Ruby VM Roundup: IronRuby 1.0 Coming Up, RubySpec, JRuby 1.3.1
IronRuby, the Ruby implementation for the CLR, has been steadily improving - and it's now heading for a 1.0 release soon. The abstract for a talk scheduled for July 23rd 2009 at O'Reilly's OSCON states it in clear terms:
IronRuby is 1.0! Come and see how IronRuby is used in .NET programs, how well it performs, and how conformant it is. [..] OSCON has an important place in the history of IronRuby, and it is only appropriate that we launch IronRuby 1.0 at OSCON 2009.

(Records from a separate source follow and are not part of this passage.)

PR #2981, opened 2016-02-28
Fix toxURI parsing.

### LINKED ISSUE #2118: qTox shouldn't make invalid tox links
Tox links can be either `tox:‹toxid›` or `tox:‹name›@‹domain›`. Everything else should not be interpreted as links.

VittGam:
It was always eating two characters more than needed.

A toxURI passed to handleToxURI always starts with "tox:", it's checked in the handleToxURI callers. So here we need to remove that prefix, that's long 4 characters and not 6.

The previous code was meant to handle tox:// and tox: cases, but the tox:// case is invalid and should not be handled (see #2118).

Fixes: d6a0910fc8098ecb37d7f7fdfcdd2592adaac0ad ("fix uri parsing and tox URI detection, closes #2118")

### DIFF
--- a/src/net/toxuri.cpp
+++ b/src/net/toxuri.cpp
@@ -57,11 +57,7 @@ bool handleToxURI(const QString &toxURI)
     while (!core->isReady())
         qApp->processEvents();
 
-    QString toxaddr;
-    if (toxURI.startsWith("tox:"))
-        toxaddr = toxURI.mid(6);
-    else
-        toxaddr = toxURI.mid(4);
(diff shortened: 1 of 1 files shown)


zetok:
Thanks for the fix :)

On a side note, qTox does horrible, horrible stuff with URI `;_;`

VittGam:
You're very welcome :)

Yeah, maybe it should use a library for that... and for json too (in toxme.cpp) :sweat_smile:

PR #2994, opened 2016-03-08
Chatlog: Adjust whitespace behaviour/handling.

Chiitoo:
Essentially, this is just an undo of an undo: TheSpiritXIII@410277f4dc779d6801bc81b5b2b47b3d0fe2d6da

I've been building qTox with this for some weeks(?), using it daily on Linux, and tested somewhat on Windows.

The only issue thus far that I have discovered is:
- [ ] Tab-spacing acts odd in that, when copied in from outside qTox, they become twenty (20) characters wide (tested 2, 4, 8, and 16 characters wide tabulations).  I have no idea how simple that will be to fix.

Thoughts?

### DIFF
--- a/src/chatlog/chatmessage.cpp
+++ b/src/chatlog/chatmessage.cpp
@@ -247,5 +247,5 @@ QString ChatMessage::detectQuotes(const QString& str, MessageType type)
 
 QString ChatMessage::wrapDiv(const QString &str, const QString &div)
 {
-    return QString("<div class=%1>%2</div>").arg(div, str);
+    return QString("<p class=%1>%2</p>").arg(div, /*QChar(0x200E) + */QString(str));
 }
--- a/ui/chatArea/innerStyle.css
+++ b/ui/chatArea/innerStyle.css
@@ -1,14 +1,18 @@
-div.msg {
+p {
+  white-space: pre-wrap;
+}
+
+p.msg {
   color: @black;
   font: @big;
 }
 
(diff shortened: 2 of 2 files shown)


zetok:
From what I remember, "fix" was reverted since @towlie experienced some problems with fonts with it.

Would that still be the case?

Chiitoo:
I remember that issue, but I have not bumped into it.

I wonder if it was related to the arabic/other fix that came with this one at the time?  In fact, the first time I tried this on Windows, it didn't seem to do anything at all (it didn't even fix the whitespace character, but I might have messed up something with the build that time).  Some time ago, when I tried it again, everything seemed to work fine there as well, and still do.

I personally tested it on Windows 7, and had a friend test it on Windows 10.

towlie:
Abou that font rendering issue. We didn't know what the issue is. Reverting did not help. It is something else from the whole PR.

zetok:
> Tab-spacing acts odd in that, when copied in from outside qTox, they become twenty (20) characters wide (tested 2, 4, 8, and 16 characters wide tabulations). I have no idea how simple that will be to fix.

They behave exactly the same in the input field on master qTox.

And actually, it would seem that it is master qTox that doesn't handle things correctly, since it modifies user input by converting tabs into spaces.

From what little testing that I did, it would seem that things are working right.

ProMcTagonist:
Thank you @Chiitoo and @sudden6.

Issue #390, opened 2014-10-06
Getting closer! qTox fails to compile!


dcharles525:
In file included from ./ui_mainwindow.h:28:0,
                 from widget/form/addfriendform.cpp:22:
./widget/adjustingscrollarea.h:28:46: error: expected ‘;’ at end of member declaration
./widget/adjustingscrollarea.h:28:48: error: ‘override’ does not name a type
./widget/adjustingscrollarea.h:29:30: error: expected ‘;’ at end of member declaration
./widget/adjustingscrollarea.h:29:36: error: ‘override’ does not name a type
widget/form/addfriendform.cpp: In constructor ‘AddFriendForm::AddFriendForm()’:
widget/form/addfriendform.cpp:40:13: error: ‘class QTextEdit’ has no member named ‘setPlaceholderText’
widget/form/addfriendform.cpp: In member function ‘bool AddFriendForm::isToxId(const QString&) const’:
widget/form/addfriendform.cpp:72:39: error: variable ‘const QRegularExpression hexRegExp’ has initializer but incomplete type
widget/form/addfriendform.cpp: In member function ‘QString AddFriendForm::getMessage() const’:
widget/form/addfriendform.cpp:88:43: error: ‘const class QTextEdit’ has no member named ‘placeholderText’
widget/form/addfriendform.cpp:89:1: warning: control reaches end of non-void function [-Wreturn-type]
widget/form/addfriendform.cpp: In member function ‘bool AddFriendForm::isToxId(const QString&) const’:
widget/form/addfriendform.cpp:74:1: warning: control reaches end of non-void function [-Wreturn-type]
make: **\* [addfriendform.o] Error 1

dubslow:
Huh, this is strange. What distro?

At a glance, that looks like you have the wrong Qt version. You need 5.2+. `qmake --version` will tell you what version of Qt is in use.

http://qt-project.org/doc/qt-5/qtextedit.html#placeholderText-prop

> This property was introduced in Qt 5.2.

dcharles525:
QMake version 3.0
Using Qt version 5.0.2 in /usr/lib/x86_64-linux-gnu

I do have 5.3 installed though (sorry for being so noob) but it doesn't seem to be registering that.

Oh and eOS

dubslow:
Hmm, some how you need to override 5.0.2 with 5.3.

`ls -l $(which qmake)`, and viewing the help on the linked-to file, suggests that 

[...]

PR #3000, opened 2016-03-12
docs(INSTALL.md): remove instructions for unsupported by qTox ubuntu

zetok:
Regarding https://github.com/tux3/qTox/issues/390#issuecomment-195701732

### DIFF
--- a/INSTALL.md
+++ b/INSTALL.md
@@ -20,16 +20,13 @@
     - [Fedora](#fedora-other-deps)
     - [openSUSE](#opensuse-other-deps)
     - [Slackware](#slackware-other-deps)
-    - [Ubuntu <15.04](#ubuntu14-other-deps)
     - [Ubuntu >=15.04](#ubuntu-other-deps)
-  - [FFmpeg (Ubuntu <15.04)](#ffmpeg)
   - [toxcore dependencies](#toxcore-dependencies)
     - [Arch](#arch-toxcore)
     - [Debian](#debian-toxcore)
     - [Fedora](#fedora-toxcore)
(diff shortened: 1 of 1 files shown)


NicoHood:
Maybe you should clearly state that 14.04 is too old to compile the source and not only make it disappear. Thx for clarifying.

zetok:
> Maybe you should clearly state that 14.04 is too old to compile the source and not only make it disappear.

Well, technically, given enough of effort, it's possible to compile qTox on 14.04 - e.g. that's what is being done on travis. The problem that 14.04 has is that some libs are too old, and some are missing, which would make it really hard for someone to compile qTox there, since they would have to compile all missing dependencies first.

Thus, 14.04 is not really "supported" when it comes to compiling, but if someone wanted to, they could compile it there.

I.e. 14.04 is old enough to make compiling qTox there really problematic (thus unsupported), but not too old to completely exclude a possibility of qTox being compiled there.

With that being said, I'm in for removing it since there's crucial part that is needed for compiling not provided in INSTALL.md, and I don't think that anyone is willing to write & maintain one.

sudden6:
@zetok Maybe you could add the above in a shortened form into INSTALL.md? i.e. it is possible, but officially unsupported?

zetok:
@sudden6 I wonder if it's needed – i.e. no instructions for <15.04 should pretty much say that – and it's always possible to compile qTox on $distro, provided that there's enough effort put into compiling deps – and that falls into "unsupported" category by default.

sudden6:
that makes sense, ok then we just remove it

PR #3282, opened 2016-05-09
feat(l10n): Update Polish translation from Weblate

zetok:


tux3:
Why the change to lt.ts?

zetok:
https://github.com/tux3/qTox/blob/master/tools/pull-translations.sh#L50 does it automatically – different versions of lupdate put there different version..

Want me to return it back to `2.1`?

tux3:
No, no, I was just wondering why it only did that to lt.ps in particular, but the difference shouldn't matter.

zetok:
Well, technically, all the .ts were affected when I first ran it on the .ts files.

Then there was a PR with translations to `lt.ts`, which changed it to `2.1`, and here we go again.. :D

tux3:
It'll do.

PR #3289, opened 2016-05-10
Make markdown strings translatable

agilob:

PR #3293, opened 2016-05-11
Translatable markdown settings & activity labels translated by locale

zetok:
Renamed & squashed commits from #3289


src/widget/friendlistwidget.cpp
```diff
@@ -286,6 +288,9 @@ void FriendListWidget::setMode(Mode mode)
         categoryNever->setName(tr("Unknown", "Category for sorting friends by activity"));
         activityLayout->addWidget(categoryNever);
 
+        delete ql;
+        ql = 0;
```
sudden6: I think this line should be `ql = nullptr;`

PR #3294, opened 2016-05-11
Translations update

zetok:
- [x] Depends on #3293

### DIFF
--- a/translations/ar.ts
+++ b/translations/ar.ts
@@ -312,49 +312,6 @@ which may lead to problems with video calls.</source>
     </message>
 </context>
 <context>
-    <name>Android</name>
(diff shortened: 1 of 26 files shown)


sudden6:
uhm, isn't this just #3293 plus polish translations update? Why keep the other PR open then?

zetok:
It additionally contained also commit with update of all translation files.

I've removed that commit, since other PR changed translation stuff, and possibly other PRs that will be merged before this one will also change stuff to translate – in this case I'd rebase this PR on top of master, and add a commit with update of all translation files again.

As for why separate PR for translations – that's the way @tux3 likes it.

Issue #3196, opened 2016-04-25
Add an option to disable logging.


ghost:
##### Brief Description

OS: Windows 7
qTox version: v1.4.0-2-g24a7f4d
Commit hash:  (isn't this hash value a privacy?)
toxcore:  0.0.0
Qt:  5.5.1
Hardware:  ?
…

Reproducible: Always
##### Steps to reproduce
1. Launch qTox.
##### Observed Behavior

qTox start writing many lines to "qTox.log".
##### Expected Behavior

qTox doesn't write anything.

Let the user disable logging by adding another setting to settings.
Advanced -> [X] Enable Logging (when turned off, never create/write logs)

---

zetok:
> Commit hash: (isn't this hash value a privacy?)

No.

> Add an option to disable logging.

What is the use case?

ghost:
> What is the use case?

Writing any log to the disk(not memory) is bad for security and privacy.
"Debug log" is useful only for developers, not for normal users.
If I need support/want to help, I will enable debug log to know what's going on.
There's no reason to enable logging as a default.
Am I clear?

> Commit hash: No.

So, what's your hash? (just to make sure you're using same as mine)

ghost:
Another example: if I moved my qTox to USB disk, I want qTox to write less.
(USB stick has limited read/write counts)

zetok:
> So, what's your hash? (just to make sure you're using same as mine)

Here you go: https://github.com/tux3/qTox/commits/master ← on the right

> Writing any log to the disk(not memory) is bad for security and privacy.

If you care about stuff like that, you wouldn't use windows in the first place, and on top of that you'd configure your system to allow writes only to tmpfs, with other partitions mounted RO. Furthermore, you'd use FDE. Just in case.

I'm asking about the actual reasons, not some keywords.

> Another example: if I moved my qTox to USB disk, I want qTox to write less.

And that would be a valid reason. Not really good enough, given that one could configure things to mount `~/.cache` / `$HOME` directory as tmpfs, which would result in 0 writes to your persistent memory, regardless of whether that would be from qTox, or other software. And it's not qTox's job to do that.

Also, given the great durability & ~low cost of pendrives these days, it's not a real issue even when there is a bit of writes from qTox.

# 

So far, 1 weak use case, which is solved by using other tools, available on any Linux distro. If your OS doesn't support that, I'd suggest to get some better OS.

And if there is a good reason, I would like to hear about it :)

# 

On a side note..

[...]

PR #3295, opened 2016-05-12
feat(widget): Disable sound notification for `busy` status

### LINKED ISSUE #2893: [Regression] notification sound isn't being suppressed when status is being set to `busy`
Description:
When user status is set to `busy`, qTox should suppress notification sound for the new message. Probably due to a fix to the #2328 it doesn't do that any longer.

qTox: 67620f96617312ccbb27c721c2c3090f036d52e3

Reproducible: Always

Steps to reproduce:
1. Set status to `Busy`
2. Make sure that `Play sound` is checked in settings
3. Receive a message when qTox is minimized to tray

What happens:
qTox plays notification sound for a new message.

What should happen:
qTox should should not play the notification sound on a new message.

Diadlo:
Fix #2893.

BREAKING CHANGE: Disabling notification sound for `busy` status

### DIFF
--- a/src/widget/form/settings/generalsettings.ui
+++ b/src/widget/form/settings/generalsettings.ui
@@ -39,8 +39,8 @@
        <rect>
         <x>0</x>
         <y>0</y>
-        <width>1278</width>
-        <height>1413</height>
+        <width>1270</width>
+        <height>1468</height>
        </rect>
       </property>
       <layout class="QVBoxLayout" name="verticalLayout_4" stretch="0,0,0,1">
@@ -327,6 +327,20 @@ instead of closing itself.</string>
                  <string>Play sound</string>
                 </property>
                </widget>
+              </item>
+              <item>
+               <layout class="QVBoxLayout" name="verticalLayout_13">
+                <property name="leftMargin">
+                 <number>40</number>
+                </property>
+                <item>
+                 <widget class="QCheckBox" name="busySound">
+                  <property name="text">
+                   <string>Play sound while Busy</string>
+                  </property>
+                 </widget>
+                </item>
+               </layout>
               </item>
               <item>
                <widget class="QCheckBox" name="showWindow">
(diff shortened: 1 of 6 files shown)


ovalseven8:
I think it would be cool if the user could set in the settings if he wants to have sound notification when status is "busy".

Diadlo:
I think more settings equals less usability. Not sure

Chiitoo:
I will probably never understand how exactly more options makes things less usable.  They should in my opinion do the exact opposite: make things even more usable.  That is of course unless every user /has/ to go through all the settings and options, but that isn't needed with defaults being OK.

They could be hidden behind a reverse Konami code or something, just so the “common user” doesn't ever see them unless they really want to.  ^^

That said, I'm in favour of disabling the notification sound while 'busy', or at least having an option to do so.

Diadlo:
Ok. If I add this in settings, where it should be?

Chiitoo:
If it were to be not hidden, how about something simple like this:

```
On new message:
    [ ] Play sound
        [ ] Play sound while busy
    [ ] Open window
        [ ] Focus window
```

Diadlo:
What do everybody think about adding new point in settings?

zetok:
> What do everybody think about adding new point in settings?

Basically https://github.com/tux3/qTox/issues/3196#issuecomment-214376759.

With that being said, @Chiitoo's proposal isn't bad – it's just that ~whole `Chat` part of `General` tab should be moved to a new settings tab.

src/widget/form/settings/generalsettings.ui
```diff
@@ -329,6 +329,20 @@ instead of closing itself.</string>
...
               </item>
               <item>
+               <layout class="QVBoxLayout" name="verticalLayout_13">
+                <property name="leftMargin">
+                 <number>40</number>
+                </property>
+                <item>
+                 <widget class="QCheckBox" name="busySound">
+                  <property name="text">
+                   <string>Play sound while busy</string>
```
zetok: `s/busy/Busy/` ?

Diadlo: Fixed

Diadlo:
@zetok rebased

PR #3297, opened 2016-05-12
[WIP] Added drag and drop remote file

### LINKED ISSUE #1276: Can't drag and drop online images into qTox
For example, dragging
exampleimage into the qTox chat gives a "wasn't able to open" error:
dragfile

Dragging it into the chat box just displays the URL:
dragfile2

Diadlo:
When drag'n'drop remote file in qTox chat it will be downloaded in temporary directory and sent from it.

Fix #1276.

### DIFF
--- a/src/widget/form/chatform.cpp
+++ b/src/widget/form/chatform.cpp
@@ -64,6 +64,8 @@
 #include "src/video/camerasource.h"
 #include "src/nexus.h"
 #include "src/persistence/profile.h"
+#include <QMimeDatabase>
+#include <QMimeType>
 #include <QNetworkAccessManager>
 #include <QNetworkReply>
 #include <QTemporaryDir>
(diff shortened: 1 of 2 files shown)


SkyzohKey:
Does this introduce ip leak if a proxy is set?

Diadlo:
@SkyzohKey It use proxy for file downloads, if it's what you mean

zetok:
on b0a0617e04351d1abe0a0e86ac61b294a0680001
- [x] Fails with

``` html
<html>
<body>
<img src="https://i.chzbgr.com/full/8764238592/hA2A477F4/"
    alt="Cat :3" title="Cat :3"></img>
</body>
</html>
```

zetok:
on b0a0617e04351d1abe0a0e86ac61b294a0680001
- [x] with things like https://pbs.twimg.com/media/CiP5ubQXIAAgv1t.jpg:large drag & drop can cause problems on windows, given that filename is something like `qTox-KUe9EFCiP5ubQXIAAgv1t.jpg:large` → https://github.com/tux3/qTox/blob/master/CONTRIBUTING.md#filesystem

Diadlo:
@zetok If I reset file name it will be normal

Diadlo:
@zetok If I reset file name, does it will be normal?

zetok:
If you reset file name, how will you know file extension? On windows it actually does mean something.

Diadlo:
@zetok. MIME type database

zetok:
- [x] segfault on 76a58d699eb3631afb79c1ec6e25364f76a82c5a: https://gist.github.com/zetok/e650971450dafa4c29c3d7f20ba6dbeb

zetok:
So, the general problem is that I don't think that it's really possible to make this functionality actually work reliably – out of images that I've tested with, most of file transfers resulted in `.html` files being transferred, rather than graphical ones.

Now, this is a problem with websites, but that doesn't matter, since it's the qTox that provides the functionality. From user PoV browser offers a `Save image as..` button, so they rightfully would expect from qTox to send an image which they have dragged & dropped. Instead, qTox sends some `.html` file…

Diadlo:
@zetok About problem with `.html`: users frequently use drag and drop in other applications. I think, that they accustomed to this behaviour

Diadlo:
@zetok Fixed

zetok:
- [x] still segfaults on dba938a9751d89d6a8827695e7a40bb070c573be: https://gist.github.com/zetok/8806fd6220d076a1a596cff6495d3cc0
- [ ] there's no indicator that qTox is doing anything when it is downloading big file before sending it to peer – if not for monitoring network speed, I'd suspect that functionality simply doesn't work

Diadlo:
@zetok I can't reproduce. But believe, that fixed now
What kind of indicator are you want to see? Change cursor on "waiting" will be normal?

zetok:
> What kind of indicator are you want to see?

Probably should be something like file transfer widget – dunno about colour, perhaps white?
It should say that $file is being downloaded to send it to your friend.

And since would be similar to file transfer widget, user should be able to see progress, cancel and pause download.

zetok:
on 8a9c666
- [ ] file doesn't stop downloading when user logs out & tries to exit

zetok:
on 8a9c666
- [ ] when download finishes "after" exit, there are leftover files in `/tmp`

ProMcTagonist:
Not going to be worked on anymore?

Diadlo:
@ProMcTagonist Not now. Maybe later

Issue #1167, opened 2015-02-15
non-alphabetic(?) nicks aren't highlighted


zetok:
from https://github.com/krepa098/qTox/issues/5 : 

![muh.. no highlight](https://cloud.githubusercontent.com/assets/3148759/6093592/73bf079c-aefd-11e4-86c5-282b314e475f.png)

dunno if chatform related

EDIT: though it worked with old chatform time ago

zetok:
Still reproducible on e797bf958279ea9eaa858bd377532b22de79bef7

ProMcTagonist:
If a nickname starts with $ and I type $ and hit tab, I get $$restofnick. Seems like nick handling in general doesn't work well with non alphabetic characters.

PR #3298, opened 2016-05-12
fix: correctly tab-complete nicks starting with `$`

zetok:
Without it, nicks starting with `$` would have doubled `$`.

Continuation of #1377

Pointed out by @ProMcTagonist in #1167


Diadlo:
> Some people, when confronted with a problem, think "I know, I'll use regular expressions." Now they have two problems.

So, how compliant will IronRuby 1.0 be? The answers is available online: ironruby.info shows results for a RubySpec run (at the time of this writing the result are from 2009-05-06).
Some more information about what this data means for IronRuby can be seen in Interview with IronRuby team member Jimmy Schementi (Jimmy's blog, Jimmy on Twitter). As Jimmy explains, while the overall result is 82.3 % seems low, the result is skewed by some of the results for library support. Language compliance, ie. how well IronRuby supports Ruby language features, is quite high.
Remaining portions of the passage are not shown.